The defence immediately objected to the proposal that the letter be accepted as material evidence. Hayman protested that, "This is a court of witnesses and not witnesses mailing their testimony . . . we have the right to cross-examination." Presiding Judge Jorda in turn expressed surprise that letters addressed to him should arrive via the Prosecutor's office. He added that first they should establish the letter was genuine and then whether Izetbegovic was willing to testify. He concluded that the Chamber would not admit the letter for the time being.

Even though Donia, when re-examined by the prosecution, continued to argue that it really was an ultimatum, both sides are certain to return to this question.

Simon Leach, who investigated crimes in the Lasva Valley, testified after Robert Donia. The purpose of his testimony was to familiarise the judges with the site of crime, especially with the towns and the villages in this area and the distances between them. The issue of distance is particularly important since the prosecutor claims that the most serious crimes occurred within 300 meters to 5-6 kilometres of Blaskic's headquarters in Konjic and Kiseljak, demolishing his defence that he was not informed of them.

The judges were also shown photographs and video recordings of burnt and destroyed villages through which the HVO forces passed in April 1993, as well as several aeroplane and satellite pictures of this region, obtained from the British Ministry of Defence.
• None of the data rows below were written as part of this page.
PR #2455, opened 2020-08-27
feat: update linux to 5.8.5

rsmitty:
This PR pulls in the new stable linux version.

---
This change is [Reviewable](https://reviewable.io/reviews/talos-systems/talos/2455)


smira:
we need to bump kernel version in constants to make tests happy

PR #2464, opened 2020-08-31
chore: drop vmlinux from assets

smira:
`vmlinux` (uncompressed kernel) shouldn't be much useful to the people
as it can't be booted directly with most of the boot tools (it's too
huge). We had it enabled for firecracker, but now firecracker has
support for decompressing `vmlinuz` on the fly.

So, to reduce confusion, make assets smaller, remove `vmlinux`.

---
This change is [Reviewable](https://reviewable.io/reviews/talos-systems/talos/2464)

### DIFF
--- a/.drone.jsonnet
+++ b/.drone.jsonnet
@@ -492,7 +492,6 @@ local release = {
       '_out/talosctl-linux-arm64',
       '_out/talosctl-linux-armv7',
       '_out/vmware.ova',
-      '_out/vmlinux',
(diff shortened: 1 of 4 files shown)


smira:
> I am a little afraid the either someone is using this, or we will run into a use case for this in the future. I suppose removing this will show us slightly_smiling_face .

afaik, this almost 100MB `vmlinuz` monster is not actually bootable via any bootloader nowadays.

PR #2475, opened 2020-09-02
fix: add syslinux to create ISO

andrewrynhard:
We need syslinux to create an ISO.

---
This change is [Reviewable](https://reviewable.io/reviews/talos-systems/talos/2475)

### DIFF
--- a/Dockerfile
+++ b/Dockerfile
@@ -384,8 +384,10 @@ RUN apk add --no-cache --update \
     cdrkit \
     efibootmgr \
     qemu-img \
+    syslinux \
     util-linux \
     xfsprogs
+COPY --from=docker.io/autonomy/syslinux:v0.2.0-35-g8be6358 / /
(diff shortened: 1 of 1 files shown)


Dockerfile
```diff
@@ -384,8 +384,10 @@ RUN apk add --no-cache --update \
     cdrkit \
     efibootmgr \
     qemu-img \
+    syslinux \
     util-linux \
     xfsprogs
+COPY --from=docker.io/autonomy/syslinux:v0.2.0-34-g7e57ef7 / /
```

The defence counsels disputed Leach's assessments of certain distances and time needed to travel from one place to another, as well as what the accused was able see from his headquarters in Konjic, passing most of the ruined villages. According to the defence, the Muslim forces controlled part of the road running through the Lasva Valley. Blaskic used UNPROFOR transporters to travel between headquarters and would not have been able to see.
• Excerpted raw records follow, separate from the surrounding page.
PR #2479, opened 2020-09-02
feat: build Talos images/artifacts for amd64/arm64

### LINKED ISSUE #2398: build Talos on arm64 & amd64
## Feature Request

1. Produce multi-platform images `talos` and `installer`.
2. Produce `vmlinuz`, `initramfs.xz` per platform (directory layout, release integration)
3. Do we want to build `talosctl` natively on ARM, or use x86 to build all `talosctl` flavors?

(we should probably drop `vmlinux`, I don't think it's being used anymore)

### Description

Current flow with docker exporter doesn't work for multi-platform images, so we should push directly to the registry instead. Probably for non-release builds we should pick a different image name, like `installer-pr`, or different registry username so that PR builds don't mess up with production images. 

We need to figure out directory layout for kernel/initramfs, as if we launch buildkit with multiple arch, it exports results with its own layout enforced in some way.

smira:
By default, build outside of Drone works the same and builds only amd64
version, loads images back into dockerd, etc.

If multiple platforms are used, multi-arch images are built which can't
be exported to docker or to `.tar` image, they're always pushed to the
registry (even for PR builds to our internal CI registry).

Artifacts as files (initramfs, kernel) now have `-arch` suffix:
`vmlinuz-amd64`, `initramfs-amd64.xz`. "Magic" script normalizes output
paths depending on whether single platform or multiple platforms were
given.

VM provisioners accept magic `${ARCH}` in initramfs/kernel paths which
gets replaced by cluster architecture.

Fixes #2398

---
This change is [Reviewable](https://reviewable.io/reviews/talos-systems/talos/2479)


cmd/talosctl/cmd/mgmt/cluster/create.go
```diff
@@ -386,7 +386,7 @@ func init() {
 	createCmd.Flags().DurationVar(&clusterWaitTimeout, "wait-timeout", 20*time.Minute, "timeout to wait for the cluster to be ready")
 	createCmd.Flags().BoolVar(&forceInitNodeAsEndpoint, "init-node-as-endpoint", false, "use init node as endpoint instead of any load balancer endpoint")
 	createCmd.Flags().StringVar(&forceEndpoint, "endpoint", "", "use endpoint instead of provider defaults")
-	createCmd.Flags().StringVar(&kubernetesVersion, "kubernetes-version", constants.DefaultKubernetesVersion, "desired kubernetes version to run")
+	createCmd.Flags().StringVar(&kubernetesVersion, "kubernetes-version", "", fmt.Sprintf("desired kubernetes version to run (defaults to %s)", constants.DefaultKubernetesVersion))
```
smira, line 389: use defaults provided by config instead of generating config with images

internal/app/machined/pkg/system/services/etcd.go
```diff
@@ -109,6 +110,10 @@ func (e *Etcd) Runner(r runtime.Runtime) (runner.Runner, error) {
 		env = append(env, fmt.Sprintf("%s=%s", key, val))
 	}
 
+	if goruntime.GOARCH == "arm64" {
+		env = append(env, "ETCD_UNSUPPORTED_ARCH=arm64")
```
smira, line 114: :shrug:

internal/integration/provision/upgrade.go
```diff
@@ -92,13 +92,15 @@ func upgradeBetweenTwoLastReleases() upgradeSpec {
 	return upgradeSpec{
 		ShortName: fmt.Sprintf("%s-%s", stableVersion, nextVersion),
 
-		SourceKernelPath:     helpers.ArtifactPath(filepath.Join(trimVersion(stableVersion), constants.KernelAsset)),
-		SourceInitramfsPath:  helpers.ArtifactPath(filepath.Join(trimVersion(stableVersion), constants.InitramfsAsset)),
-		SourceInstallerImage: fmt.Sprintf("%s:%s", images.DefaultInstallerImageRepository, stableVersion),
+		SourceKernelPath:    helpers.ArtifactPath(filepath.Join(trimVersion(stableVersion), constants.KernelAsset)),
+		SourceInitramfsPath: helpers.ArtifactPath(filepath.Join(trimVersion(stableVersion), constants.InitramfsAsset)),
```
smira, line 96: this fixes the `ghcr.io/talos-systems` vs. `docker.io/autonomy` issue

Makefile
```diff
@@ -178,17 +197,17 @@ check-dirty: ## Verifies that source tree is not dirty
 
 .PHONY: unit-tests
 unit-tests: ## Performs unit tests.
-	@$(MAKE) local-$@ DEST=$(ARTIFACTS) TARGET_ARGS="--allow security.insecure"
+	@$(MAKE) local-$@ DEST=$(ARTIFACTS) TARGET_ARGS="--allow security.insecure" PLATFORM=linux/amd64
```
smira, line 200: this (and similar changes): force single-platform to avoid running it for ARM for now (we can revisit unit-tests later, but most of others are single-platform sufficient)

.drone.jsonnet
```diff
@@ -144,12 +159,19 @@ local setup_ci = {
...
+    SSH_KEY: {
+      from_secret: 'ssh_key'
+    }
+  },
+
   commands: [
     'sleep 5', // Give docker enough time to start.
     'apk add coreutils',
-    'docker buildx create --driver docker-container --platform linux/amd64 --buildkitd-flags "--allow-insecure-entitlement security.insecure" --name local --use unix:///var/outer-run/docker.sock',
+    'install-ci-key',
```
smira, line 171: this can be removed (TODO for myself)

.drone.jsonnet
```diff
@@ -144,12 +159,19 @@ local setup_ci = {
   name: 'setup-ci',
   image: 'autonomy/build-container:latest',
   privileged: true,
+  environment: {
```
smira, line 162: this can be removed

.drone.jsonnet
```diff
@@ -80,6 +81,19 @@ local volumes = {
     },
   },
 
+  ssh: {
```
smira, line 84: this should be removed as well

andrewrynhard (approved):
:tada:

smira:
Going to merge this, next week we can have time to fix all the bugs I missed )

PR #2503, opened 2020-09-08
test: add e2e test to the provision (upgrade) tests

smira:
Add sonobuoy runner code with log fetching on failure. Use hand-picked
set of e2e tests to run: verify basic pod functionality, verify service
connectivity.

Add option `--run-e2e` to the `talosctl health` to run quick e2e test to
verify cluster health.

Add option to run provision tests with custom CNI, run one track of
provision tests with Cilium.

Bump Cilium to 1.8.2.

Talos 0.6 won't uncordon node automatically after upgrade from 0.5, as
0.5 doesn't put annotation. Workaround that in upgrade tests.

Bump upgrade test version to 0.6.0 release.

---
This change is [Reviewable](https://reviewable.io/reviews/talos-systems/talos/2503)


go.mod
```diff
@@ -2,9 +2,11 @@ module github.com/talos-systems/talos
 
 go 1.13
 
-replace github.com/docker/distribution v2.7.1+incompatible => github.com/docker/distribution v2.7.1-0.20190205005809-0d3efadf0154+incompatible
-
-replace github.com/talos-systems/talos/pkg/machinery => ./pkg/machinery
+replace (
+	github.com/Azure/go-autorest v10.8.1+incompatible => github.com/Azure/go-autorest/autorest v0.9.1
```
smira, line 6: this was required to pull in sonobuoy

go.mod
```diff
@@ -2,9 +2,11 @@ module github.com/talos-systems/talos
...
+	github.com/docker/distribution v2.7.1+incompatible => github.com/docker/distribution v2.7.1-0.20190205005809-0d3efadf0154+incompatible
+	github.com/talos-systems/talos/pkg/machinery => ./pkg/machinery
```
andrewrynhard, line 8: Will this cause issues when importing Talos?

andrewrynhard (approved):

internal/integration/provision/provision.go
```diff
@@ -49,7 +51,7 @@ var DefaultSettings Settings = Settings{
 	MTU:                        1500,
 	CPUs:                       1,
 	MemMB:                      1.5 * 1024,
-	DiskGB:                     4,
+	DiskGB:                     8,
```
smira, line 54: looks like node runs out of space while running e2e tests with 4GiB

go.mod
smira: `replace` directives are ignored when using module, but good question what will happen if you import whole module, this might need similar replace

andrewrynhard: An alternative is that we get rid of this module? Didn't we find another workaround?

smira: I'll look into that

andrewrynhard (approved):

Under cross-examination Leach's admitted that his investigators has not discovered orders from Blaskic commanding troops to destroy civilian targets. Meanwhile the prosecution do have documents signed by Blaskic ordering troops not to attack civilian targets.
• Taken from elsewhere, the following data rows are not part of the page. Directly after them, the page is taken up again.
PR #2518, opened 2020-09-15
feat: allow for link local networking

### LINKED ISSUE #2486: MTU Settings not working
Customer mentioned that mtu settings didn't take effect in 0.6.x release. Need to verify if that's something with talos or with sidero. If it's sidero, we may have fixed it when we pulled in newer config package.

rsmitty:
This PR allows for the ability to specify neither CIDR nor DHCP in the
talos machine config. The result here should allow for things like SLAAC
addressing with ipv6.

Will close #2486 

---
This change is [Reviewable](https://reviewable.io/reviews/talos-systems/talos/2518)

### DIFF
--- a/internal/app/networkd/pkg/networkd/netconf.go
+++ b/internal/app/networkd/pkg/networkd/netconf.go
@@ -55,8 +55,10 @@ func buildOptions(device config.Device, hostname string) (name string, opts []ni
 
 			opts = append(opts, nic.WithNoAddressing())
 		} else {
-			d := &address.DHCP{}
-			opts = append(opts, nic.WithAddressing(d))
+			// No CIDR and DHCP==false results in a static without an IP.
+			// This handles cases like slaac addressing.
+			s := &address.Static{RouteList: device.Routes(), Mtu: device.MTU()}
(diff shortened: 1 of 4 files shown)


internal/app/networkd/pkg/networkd/netconf.go
```diff
@@ -55,8 +55,10 @@ func buildOptions(device config.Device, hostname string) (name string, opts []ni
 
 			opts = append(opts, nic.WithNoAddressing())
 		} else {
-			d := &address.DHCP{}
-			opts = append(opts, nic.WithAddressing(d))
+			// No CIDR and DHCP==false results in a static without an IP.
```
rsmitty, line 58: I know we talked about having another default case here that still defaulted to dhcp, but this code isn't actually called anywhere but here https://github.com/talos-systems/talos/blob/master/internal/app/networkd/pkg/networkd/networkd.go#L77. And so things that are only explicitly defined in the config file will make it here.

smira (dismissed):

smira (dismissed):

andrewrynhard (approved):

Issue #1851, opened 2020-02-02
e2e generated files are not removed


Ulexus:
As an example, e2e-docker generated config files in /tmp/e2e/docker (kubeconfig and talosconfig).  If those files are not removed before the next e2e-docker test, that test will fail (because it tries to create the kubeconfig file, which already exists).

An answer may be to have the `make e2e-*` perform the cleanup (both cluster destruction and temp files).

PR #2531, opened 2020-09-16
fix: clean up e2e TMP dir

Ulexus:
Before each e2e test, we should clean up the TMP dir, if it is exists, as well as tearing down any existing potentially-conflicting cluster.

Additionally, this modifies the `e2e.sh` script so that it is side-effect-free.
Originally, the TMP dir would be created any time the file was sourced.
While in this particular case, that was reasonably inoffensive, the idea is to only export variables and functions from within a sourced script include.

Additional scrutiny is probably in order, as a result.

# Pull Request

## Acceptance

---
This change is [Reviewable](https://reviewable.io/reviews/talos-systems/talos/2531)

### DIFF
--- a/hack/test/e2e-aws.sh
+++ b/hack/test/e2e-aws.sh
@@ -8,8 +8,9 @@ REGION="us-east-1"
 BUCKET="talos-ci-e2e"
 
 function setup {
+  make_tmp
+
   # Setup svc account
-  mkdir -p ${TMP}
 
   # Untar image
   tar -C ${TMP} -xf ${ARTIFACTS}/aws.tar.gz
--- a/hack/test/e2e-azure.sh
+++ b/hack/test/e2e-azure.sh
@@ -5,6 +5,8 @@ set -eou pipefail
 source ./hack/test/e2e.sh
 
 function setup {
+  make_tmp
+
   AZURE_STORAGE_ACCOUNT=talostesting
   AZURE_STORAGE_CONTAINER=talostesting
   AZURE_GROUP=talos
--- a/hack/test/e2e-capi.sh
+++ b/hack/test/e2e-capi.sh
@@ -4,6 +4,8 @@ set -eou pipefail
 
 source ./hack/test/e2e.sh
 
+make_tmp
+
 export CABPT_VERSION="0.2.0-alpha.0"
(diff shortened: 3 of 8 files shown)


Ulexus:
Fixes #1851

andrewrynhard (approved):
This LGTM, but I a have fallen behind on how our current e2e stuff works. I would advise to wait on others who might have more insight :smile:.

smira:
my only question is interaction between `e2e-docker` and `e2e-gcp`, `e2e-aws`, my understanding is that `e2e-gcp` uses `$TMP` from `e2e-docker`, as docker one contains CAPI bootstrap deployment, but I might be wrong on this one.

Ulexus:
Yeah, the e2e test scripts need a lot of love.  They appear to be pure chaos to my untrained eyes, but at a minimum, it looks like CAPI half uses the e2e-docker dir (apparently only the kubeconfig).

Ulexus:
I'm failing to figure out why all the CAPI stuff is hard-coded to docker.  If it's just legacy kind of "that's where it was," I don't mind just fixing up all those references, but I'm not familiar enough with the CAPI stuff to know whether there may have been a good reason for it.

Ulexus:
But until then, this PR must be put on hold, since this seems like it could definitely interact.

andrewrynhard:
> I'm failing to figure out why all the CAPI stuff is hard-coded to docker. If it's just legacy kind of "that's where it was," I don't mind just fixing up all those references, but I'm not familiar enough with the CAPI stuff to know whether there may have been a good reason for it.

The reason for this is that we need the cluster to survive across drone steps. Since docker is a drone service, when we create a docker-based cluster, the cluster will survive across multiple steps. So in one step we setup the cluster then in subsequent steps we kick off CAPI against that cluster.

Ulexus:
I get the use of Docker generally, but why the `/tmp/e2e/docker` directory itself, even for non-e2e-docker CAPI tests?

andrewrynhard:
> I get the use of Docker generally, but why the `/tmp/e2e/docker` directory itself, even for non-e2e-docker CAPI tests?

I think because that is where we dump the Talos config and the kubeconfig.

PR #2534, opened 2020-09-17
fix: improve error message on empty config

### LINKED ISSUE #2096: talosctl: Missing context
### Description

When running a `talosctl` command without `~/.talos/config` existing, we create it and then fail complaining that there is no context.

I feel like we should fail on missing talos config file.

### Logs

```
error getting client credentials: 'context' key is not set in the config
```

smira:
Fixes #2096

---
This change is [Reviewable](https://reviewable.io/reviews/talos-systems/talos/2534)


smira:
with the fix:

```sh
$ talosctl list
error constructing client: failed to resolve configuration context: talos config file is empty
```

andrewrynhard (approved):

Donia's statement casts interesting light on this. He said that in the cease-fire following the attack on the Lasva Valley, Mate Boban agreed that all those responsible for the violation of international humanitarian law would be investigated and punished. Donia however saw no evidence that any HVO member was held accountable or tried for such violations.

The first eye witness testimony began on July 25. Sefkija Djidic, former commander of the Muslim forces in Stari Vitez, now the chief of the police station in the Muslim part of this still divided town, spoke about "the good old days" before the war, when the Muslims, Croats and Serbs lived happily together.

He described the fight for power, the rise of the nationalists and the deterioration of relations between the ethnic groups in the Lasva valley. His testimony continues on July 28.